• The problem:
Below are some records. Return exactly the lines from the one with "After proper testing" to the one with "legalsylvain: Maybe show_items", and nothing else.

• Data for this task:

PR #76, opened 2015-06-09
customer context in product view port to v8

gdgellatly:
Remove non working code
Change module name to better reflect new scope
Update button to smart button
Reorganize to new coding guidelines
Add README.RST
bump minor version number


gdgellatly:
I think you will find I have signed the CLA

gurneyalex:
CLA ok :smile_cat:

customer_pricing_in_product_view/README.rst
```diff
@@ -0,0 +1,82 @@
...
+'Product Pricing' button to the partner view which when clicked will open the product list
+with the pricelist set to the customers pricelist.
+
+Installation
+============
+
+To install this module, you need to:
+
+* do nothing special
+
```
gurneyalex, line 17: I think this paragraph should be removed

customer_pricing_in_product_view/README.rst
```diff
@@ -0,0 +1,82 @@
...
+Configuration
+=============
+
+To configure this module, you need to:
+
+* do nothing
+
```
gurneyalex, line 24: I think this paragraph should be removed

gurneyalex:
runbot status related to #77 

2 non blocking remarks. 

:+1:

customer_pricing_in_product_view/README.rst
gdgellatly, line 17: @gurneyalex I wrote it as a joke initially, however the more I think about it I think it should stay in or we should have some standard wording of the same effect and add it to quality tools.  Telling a user what they don't need to do is equally valuable as telling them what they do need to do, and if we put it everywhere and make consistent it will prompt module developers when it changes.

Maybe a simple line like, This Module has no specific installation requirements, and for the one below, This module requires no post installation configuration

rousseldenis:
:+1: tested on runbot

gdgellatly:
@pedrobaeza can we make a call on whether we merge this or not.  I'm long since over v8 so happy to close as well and I've done the v10 port work in #246 .

pedrobaeza:
OK, let's merge it to have it for those using v8.

Issue #77, opened 2015-06-09
product_sequence causes tests to fail


gdgellatly:
@AngelMoya-Domatix 

Product Sequence is causing tests on this repo to fail test.  It sets a static default and then a unique constraint.

Moreover I don't understand quite why it is done this way.  Could we not just use copy=False, default=<get sequence> and remove all the methods entirely?  This would number all existing products automatically and ensure duplicates were given a new number.

angelmoya:
Hi, I'm not author of this code, but:
- with copy = false, you lost original code, maybe you want to maintain part of original code.
- with method write, setting code="/" you can set new code of sequence, this is useful setting codes after module installation.

The test should not fail, because create method update this value. This is the same way sales sequence do it.

pedrobaeza:
This is already fixed, so I close.

PR #78, opened 2015-06-09
fix constraint on product_sequence

gdgellatly:
Fix constraint to allow NULLS at initial install
Update demo data to set default codes

This PR should resolve failing tests on this branch as well as making the module more robust for existing installations

### DIFF
--- a/product_sequence/README.rst
+++ b/product_sequence/README.rst
@@ -4,6 +4,15 @@ A module that adds sequence to the product.
 This module allows to associate a sequence to the product reference.
 The reference (default code) is unique (SQL constraint) and required.
 
+Installation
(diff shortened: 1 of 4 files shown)


gdgellatly:
closes issue #77

gdgellatly:
Need some help here, the unique constraint combined with making the field required makes the initial run fail, even though afterwards the ORM call to write actually updates those defaults set to '/' to the sequence.  It seems the demo data is loaded after the module install so that doesn't help either.  It is causing the tests to fail and holding up all the PR's on this branch.

gdgellatly:
Replacing with a new PR, messed up git rebase

PR #81, opened 2015-06-19
[ADD] New module <product_last_price_info>

oihane:


pedrobaeza:
I'm seeing that we can use the trick of declaring this view with the same ID in both modules that use it and avoid this dummy module.

oihane:
Yes, that's true, but then the modules won't be installed automatically, user will be forced to install the required ones by hand

pedrobaeza:
Well, I prefer that option, because this way you need to setup multiple repositories.

oihane:
Ok, I close this, and change the others

PR #84, opened 2015-06-29
[ADD] add product_attribute_line_sequence addon

rdeheele:
Allows to order attributes on the product form.

### DIFF
--- a/product_attribute_line_sequence/README.rst
+++ b/product_attribute_line_sequence/README.rst
@@ -1,0 +1,31 @@
+.. image:: https://img.shields.io/badge/licence-AGPL--3-blue.svg
+    :alt: License: AGPL-3
+
+Product attribute line sequence
+===============================
+
+This module adds a sequence field on product attribute lines
+to order attributes in the product form.
+
+
+Credits
+=======
+
+Contributors
+------------
+* Romain Deheele <romaindeheele@gmail.com>
+
+Maintainer
+----------
+
+.. image:: https://odoo-community.org/logo.png
+   :alt: Odoo Community Association
+   :target: https://odoo-community.org
+
+This module is maintained by the OCA.
+
+OCA, or the Odoo Community Association, is a nonprofit organization whose
+mission is to support the collaborative development of Odoo features and
+promote its widespread use.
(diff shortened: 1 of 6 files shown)


pedrobaeza:
Thanks :+1:

gdgellatly:
:-1: for now for the same reasons as my original comments in the OCB proposal, except now tested.  I really want the functionality, but it needs to work as expected.

See screen shots
These 2 are existing Ipad Retina with attributes reordered to put colour first

screenshot from 2015-07-03 09 18 23
screenshot from 2015-07-03 09 18 47

These 2 are a duplicated Ipad Retina which deletes the attribute lines, readded in the order of Color, Memory, Wifi, then reordered to Wifi, Memory Color.
screenshot from 2015-07-03 09 22 37
screenshot from 2015-07-03 09 22 12

As you can see it just doesn't do what a user would expect, which is reorder the attributes.

The interesting thing about this test, is that it also didn't order them in the order of the attribute lines originally, but rather in the order of the attribute ids.  Looking at this it is because _rec_name is set to attribute_id.  So the good news is I expect this can be solved by just adding an _order to product_attribute_line of _order = 'sequence, id' (hopefully id works, it seems necessary because of the rec_name). 

Getting this behaviour is really important, especially for the PR's for generating product codes etc.

gdgellatly:
Hmmm I've also noticed that it is reordering attribute values not in the order entered but by id.  That might affect my product_attribute_group modules.

gdgellatly:
Crap it is worse than that.  Man I hate the way Odoo writes some things, look at this nightmare screenshot.  In create_variant_ids, a method so horrible to start with it uses int(id) twice in fact with sorted to order things regardless of what you do.

screenshot from 2015-07-03 09 48 20

Looks like its going to need an OCB proposal to fix.

pedrobaeza:
I remove my positive review until Graeme's comments are achieved, because indeed it's a blocking issue

gdgellatly:
@pedrobaeza @rdeheele If you could help support https://github.com/odoo/odoo/issues/7814 we might be able to get this working.

PR #85, opened 2015-07-08
8.0 product variant inactive

ahilali:


gdgellatly:
@ahilali I think you have mixed up your branches or something, there are 3 modules in this PR.  the image ones are causing travis and runbot to fail.

product_variant_inactive/README.rst
```diff
@@ -0,0 +1,45 @@
+.. image:: https://img.shields.io/badge/licence-AGPL--3-blue.svg
+ :alt: License: AGPL-3
+
+Module name
+===========
+
+This module was written to extend the functionality of Product Variants
+and allow you to make activate or deactivate products using the two buttons
```
rvalyi, line 8: s/make activate or deactivate products using the two buttons/enable or disable product variants with two buttons/

rvalyi:
same remark as @gdgellatly. Seems cool otherwise, will test better once you clean the branch as we also need that here.

PR #894, opened 2021-08-03
 [ADD][12.0] new module product_net_weight

legalsylvain:
~This module extends the functionality of stock module to support gross weight.~
~Updated : See conversation below~

This module extends the functionality of stock module to support net weight. (container excluded)

It also compute the Weight Price (Sale Price / Net Weight) that is a mandatory information
in certain businesses.

* Go to 'Inventory > Master Data > Product' and edit items.

* Go to 'Inventory' tab, and fill the "Net Weight" value.

product_form

* If the net weight defined, the weight price is computed and displayed on the main tab

product_form_price

**Note**: The original weight field is renamed to "Gross Weight", to be more explicit.


dreispt:
You probably mean "Gross Weight".
I could be wrong, but AFAIU the out-of-the-box "Weight" is the gross weight.
Because when computing shipping weight, the "Weight" field is used.

So what we might need to add is the "Net Weight" instead.

legalsylvain:
Thanks for your insight, @dreispt.

> You probably mean "Gross Weight".

Yes ! sorry. I'll fix that.

>  I could be wrong, but AFAIU the out-of-the-box "Weight" is the gross weight.

No the ``weight`` field is the net weight, AFAIRTD. (As Far As I read the doc).

https://github.com/odoo/odoo/blob/12.0/addons/product/models/product.py#L148 See : ``packaging not included``

>  Because when computing shipping weight, the "Weight" field is used.

in odoo or in oca modules ? (i don't use shipping weight)


In V8, there was two fields ``weight`` and ``weight_net``, but : 
- the second field disappeared
- the helper of the first field changed (``The gross weight in Kg.`` --> ``Weight of the product, packaging not included.``)
https://github.com/odoo/odoo/blob/8.0/addons/product/product.py#L545

In Openupgrade, we consider that the new ``weight`` field is the old ``weight_net`` field : 

https://github.com/OCA/OpenUpgrade/blob/9.0/addons/product/migrations/9.0.1.2/pre-migration.py#L129

help welcome on that point !

legalsylvain:
Hi @dreispt : I replaced "Brut Weight" per "Gross Weight".

legalsylvain:
Hi @amoyaux. Could you give your point of view, regarding the ``weight`` field. 
- Is it a net or a gross weight ? 
- Why odoo removed the ``weight_net`` field between 8.0 and 9.0 version ? 

(I ping you because you're set as responsible of Logistics topic here (https://github.com/odoo/odoo/wiki/BugManagement) feel free to ping another guy if I'm wrong)

Thanks.

amoyaux:
Gross weight (at least from delivery point of view)
It's probably because it's not really used by the majority of use and a lot of module (like this one) exist for people with the need.

legalsylvain:
> Gross weight (at least from delivery point of view)
>  It's probably because it's not really used by the majority of use and a lot of module (like this one) exist for people with the need.

Well, if you say that the odoo ``weight`` field is the gross weight : 
-> I'll rename this module to ``product_net_weight``. @dreispt : are you ok with that proposal ?
-> I think odoo SA should add an ``help`` on this field, mentionning it is a gross weight. (https://github.com/odoo/odoo/blob/master/addons/product/models/product.py#L123). On master description is too generic. Don't you think ?

Thanks @amoyaux for this quick response !

dreispt:
@legalsylvain Yes, that would match my experience.
Let me elaborate with an example:
- A bottle of wine weights 1250g (gross) = 750g wine (net weight) + 500g bottle
- When I ship the bottle, for my transport company the product weight I need to use is 1250.
- When I ship 6 bottles in a wood crate, the crate package weights 500g. That's what the "excluding package" means. For my transport operation, total weight will then be 6*1250 + 500 (including package).

For Odoo shipping to work correctly, I need the "weight" field to be set to 1250g, not 750g.

Does this make sense?

legalsylvain:
@dreispt : perfect ! thanks.

rousseldenis:
@legalsylvain Just one question, if you want to manage packaging weight, why not putting it there as for one product, you can have different weights - but maybe is too keep it simple ?

legalsylvain:
Hi @rousseldenis. 
Well, I made an error regarding "packaging" world. Let's take @dreispt exemple, with bottle : 

- The content (wine) weighs ``750g``. This is the net weight. until now, I was using the ``weight`` field, that was wrong, according to what @amoyaux says . So, i'll rename the current module to ``product_net_weight``, and i will switch to use this new field. I need this field to compute price per unit value. That is mandatory in food business to display on label in your shop the price per liter or price per kilo of food product. (see below)

- The container (bottle) weighs ``400g``, so the gross weight (``weight`` in odoo, if i understand correctly) is ``750 + 400 = 1150g``. 

- The packaging (box) weighs ``300g``, so a box of 6 bottles weighs ``(6 * 1150) + 500 = 7400g``, that means ``1233 gr per Unit`` (``weight_packaging_included``) I need this field for logistic purpose because we have developed an in-house delivery service at grap, and we need to know if the truck is overloaded.
 But it's to hard to know the weigh of each package. (We have a database of 10.000 products, and each product has it packaging). (I understand your solution of creating a packaging product.) 
To have this value, we decide to make an approximation that is ``weight + 10%``. (In my example it is 7%).

Hope I answered your question.


Label edited by Odoo.
image

pedrobaeza:
Sometime ago, there was net weight field in Odoo core: https://github.com/odoo/odoo/blob/9e8f70e4849b0eeaca8b5cf51372ecfa23dc561b/addons/product/product.py#L546 (this is 8.0)

legalsylvain:
Hi all. 
- I updated the module to introduce the "Net Weight" field.
- Also added the computed field "Weight Price".
- added tests & updated documentation and PR description.

It's ready for review. 

Thanks.

product_net_weight/models/product_product.py
```diff
@@ -0,0 +1,30 @@
...
+    )
+
+    weight_price = fields.Float(
+        string="Weight Price",
+        digits=dp.get_precision("Product Price"),
+        compute="_compute_weight_price"
+    )
+
+    # Explicit field, renaming it
+    weight = fields.Float(string="Gross Weight")
```
rousseldenis, line 19: @legalsylvain I would have done something else (as I suppose it's for display purpose):

```suggestion
    gross_weight = fields.Float(related="weight", readonly=False)
```

And make the normal one invisible.

legalsylvain: Hi. I'm not sure of this proposal. I see the current one lighter. With your design : 

- all the views displaying ``weight`` field will continue to display "Weight" instead of "Gross Weight". 
- to display the gross weight, we'll have to overload each view.
- the models has two identical fields, that is less understandable IMO.

what is the point of your solution ?

rousseldenis: Yes, that was the bottleneck. Ok for me

legalsylvain: Talking about bottleneck : it makes sense, on a wine bottle topic...

hparfr:
Thanks for this module.

I prefer (not blocking) if this module only adds a net_weight field and do not any calculation about price. 
Be dependent of product_logistics_uom is also a great feature.

- product_logistics_uom (product_attribute, v12, v14) takes care of expressing volume and weights in different units, it allows to express bottle of 75cl instead of 0,00075m³ (rounded at 0 by odoo) or 30gr of pepper without changing decimal precision. product_net_weight is not dependent of product_logistics_uom
- price calculation is more complex than that and, IMO, it should not be included in this module. Because, it should be done against a different unit of measure (like volume for the liquids, or per unit for like eggs).
- price display, is another story, on e-commerce and labels, you may want to display €/gr or €/100gr instead of €/kg.

Because I know, you don't want to change now, I hope, you agree to let these changes happen in v14.

legalsylvain:
Hi @hparfr. 

I removed Weight Price, as indeed in next version, it should be maybe in other module. (refactor with ``product_logistics_uom``, or other).

Could you review and approve this PR, and we can plan to work in the next oca days on that topic ? 

kind regards.

rvalyi:
Hello @sylvainc I was about to ask you the same as @hparfr . We have a customer selling air-conditionners who need this and price per Kg won't interrest them. I'm glad you removed the calculation. Now you have a trivial flake8 issue to fix (remove uselss api import) and then I promise to approve it.

mbcosta (approved):

mbcosta:
Hi @legalsylvain 
Good work, I also had doubt about what weight field refered after v8 Gross or Net and by openupgrade thought it was Net, thanks to make it clear. One suggestion is includ the wine example at README.

Should this https://github.com/OCA/OpenUpgrade/blob/9.0/addons/product/migrations/9.0.1.2/pre-migration.py#L133 be fixed?

I already approved because is simple module and the travis error is just an import not used after fixed the PR should be green.

legalsylvain:
hi @mbcosta. thanks for your review.
- I fixed travis, should be green now.
- I made the PR against openupgrade, could you review it ? https://github.com/OCA/OpenUpgrade/pull/2892

thanks.

rvalyi (approved):
thank you @legalsylvain for having clarified this weight mess!!

rvalyi (approved):

PR #899, opened 2021-08-05
Init copier template

joao-p-marques:
Also, add the `swig` package in Travis, needed when installing `reporting-engine`.

ping @pedrobaeza @Yajo @CarlosRoca13


pedrobaeza:
As said, please don't do that for all repos, but change OCA/reporting-engine

yajo (approved):

pedrobaeza:
The `swig` thing should be fixed on OCA/reporting-engine, not here

joao-p-marques:
Changed and ready to merge @pedrobaeza

PR #902, opened 2021-08-09
[14.0][FIX] product_secondary_unit : ZeroDivisionError when qty is null

Kev-Roche:
@sergio-teruel, @rousseldenis, @hparfr 
As mentioned by  @Bilbonet (https://github.com/OCA/sale-workflow/pull/1671#issuecomment-894473115), a quantity set as 0 brings the ZeroDivisionError: float division by zero


pedrobaeza:
Shouldn't you tackle the underlying problem (as the operation you are protecting is a multiplication, not division)?

Kev-Roche:
> Shouldn't you tackle the underlying problem (as the operation you are protecting is a multiplication, not division)?

Double mistake on my side, no change are requested here, the problem was elsewhere. And you were right about my modif. 
Sorry for the trouble.

PR #903, opened 2021-08-11
[13.0] product_packaging_type_required: improve + add test

simahawk:
The limit was useless because never used.
That's also the reason why the cron was working.
Limit is dropped now and the code improved a little bit.
A basic test and logging has been added too.

### DIFF
--- a/product_packaging_type_required/__manifest__.py
+++ b/product_packaging_type_required/__manifest__.py
@@ -3,7 +3,7 @@
 
 {
     "name": "Product Packaging Type Required",
-    "version": "13.0.1.0.0",
+    "version": "13.0.1.1.0",
     "development_status": "Beta",
     "category": "Product",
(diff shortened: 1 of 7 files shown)


product_packaging_type_required/__manifest__.py
```diff
@@ -3,7 +3,7 @@
 
 {
     "name": "Product Packaging Type Required",
-    "version": "13.0.1.0.0",
+    "version": "13.0.1.1.0",
```
mmequignon, line 6: Shouldn't it be done by the bot?

mmequignon (approved):

product_packaging_type_required/__manifest__.py
simahawk: no because there's a migration script

sebalix (approved):

PR #905, opened 2021-08-24
[FIX] product_pricelist_supplierinfo: public users

chienandalu:
In the e-commerce, if we have a pricelist with a rule based on
supplierinfo for a determined supplier partner, such partner could be
not accesible for public users and the affected products could not be
reached.

cc @Tecnativa TT31476

ping @pedrobaeza @CarlosRoca13

### DIFF
--- a/product_pricelist_supplierinfo/models/product_template.py
+++ b/product_pricelist_supplierinfo/models/product_template.py
@@ -26,9 +26,12 @@ class ProductTemplate(models.Model):
             if type(date) == datetime:
                 date = date.date()
             seller = product._select_seller(
-                partner_id=rule.filter_supplier_id,
+                # For a public user this record could be not accessible, but we
+                # need to get the price anyway
+                partner_id=rule.sudo().filter_supplier_id,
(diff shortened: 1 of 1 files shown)


pedrobaeza (approved):

pedrobaeza:
@eLBati I remember you faced something similar. Can it be? Or it was @SimoRubi ?

CarlosRoca13 (approved):

SimoRubi:
> @eLBati I remember you faced something similar. Can it be? Or it was @SimoRubi ?

I'm sorry I don't recall anything like this

chienandalu:
After proper testing of the patch, I changed the approach.

eLBati:
@pedrobaeza was it this https://github.com/OCA/product-attribute/pull/667 ?

pedrobaeza:
> @pedrobaeza was it this #667 ?

Not exactly. I think my memory has failed this time.

I'm merging for avoiding the error 500:

/ocabot merge patch

Is this needed in v13?

PR #907, opened 2021-09-07
[14.0][FIX] secondary_uom: independent behavior

Kev-Roche:
@hparfr, @sergio-teruel 
Fix minor behavior of the independent mode : 
- put 1 as primary unit quantity by default
- Change of the secondary unit quantity doesn't change the primary unit quantity when both UoM are independent.


sergio-teruel (approved):

hparfr (approved):
LGTM

PR #911, opened 2021-09-17
[14.0][ADD] product_pricelist_item_button

rousseldenis:
Depends on:
- [ ] #910 

- [ ] Remove test-requirements.txt entry

Sélection_660


product_pricelist_item_button/models/product_pricelist_item.py
```diff
@@ -0,0 +1,21 @@
+# Copyright 2021 ACSONE SA/NV (<http://acsone.eu>)
+# License AGPL-3.0 or later (http://www.gnu.org/licenses/agpl.html).
+from odoo import _, models
+
+
+class ProductPricelist(models.Model):
+    _inherit = "product.pricelist"
+
+    def show_rules(self):
```
legalsylvain: Maybe show_items could be a better name

rousseldenis: I've followed Odoo display names :-)

rousseldenis: But I can change

legalsylvain: matter of taste. i usually use technical name for technical name function. but really not a blocking point !

product_pricelist_item_button/__manifest__.py
```diff
@@ -0,0 +1,21 @@
...
+    "name": "Product Pricelist Item Button",
+    "summary": """
+        Allows to access to pricelist items tree view to get search features""",
+    "version": "14.0.1.0.0",
+    "license": "AGPL-3",
+    "author": "ACSONE SA/NV,Odoo Community Association (OCA)",
+    "maintainers": ["rousseldenis"],
+    "website": "https://github.com/OCA/product-attribute",
+    "depends": [
+        "product",
```
dalonsod, line 14: Unnecessary dependency (already included in `product_pricelist_button_box`)
```suggestion
```

dalonsod (changes requested):
Locally tested OK. See comment, and test should be provided.

Non-blocking suggestions:
* Maybe a useful `active_item_ids_count` should be added (and used in the link button), indicating the current items active by date, with the related filter enabled by default. Anyway, I don't really know if such thing is easy to achieve...
* Hiding the current tab with rules should be considered, because these data view is replaced by the new button. It should take the advantage of a faster load of `product.pricelist` form when item list becomes too long.

@rousseldenis I'm interested in porting this addon to v13, so I can help with this PR if you need help to finish it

• Exercise solution:
After proper testing of the patch, I changed the approach.

eLBati:
@pedrobaeza was it this https://github.com/OCA/product-attribute/pull/667 ?

pedrobaeza:
> @pedrobaeza was it this #667 ?

Not exactly. I think my memory has failed this time.

I'm merging for avoiding the error 500:

/ocabot merge patch

Is this needed in v13?

PR #907, opened 2021-09-07
[14.0][FIX] secondary_uom: independent behavior

Kev-Roche:
@hparfr, @sergio-teruel 
Fix minor behavior of the independent mode : 
- put 1 as primary unit quantity by default
- Change of the secondary unit quantity doesn't change the primary unit quantity when both UoM are independent.


sergio-teruel (approved):

hparfr (approved):
LGTM

PR #911, opened 2021-09-17
[14.0][ADD] product_pricelist_item_button

rousseldenis:
Depends on:
- [ ] #910 

- [ ] Remove test-requirements.txt entry

Sélection_660


product_pricelist_item_button/models/product_pricelist_item.py
```diff
@@ -0,0 +1,21 @@
+# Copyright 2021 ACSONE SA/NV (<http://acsone.eu>)
+# License AGPL-3.0 or later (http://www.gnu.org/licenses/agpl.html).
+from odoo import _, models
+
+
+class ProductPricelist(models.Model):
+    _inherit = "product.pricelist"
+
+    def show_rules(self):
```
legalsylvain: Maybe show_items could be a better name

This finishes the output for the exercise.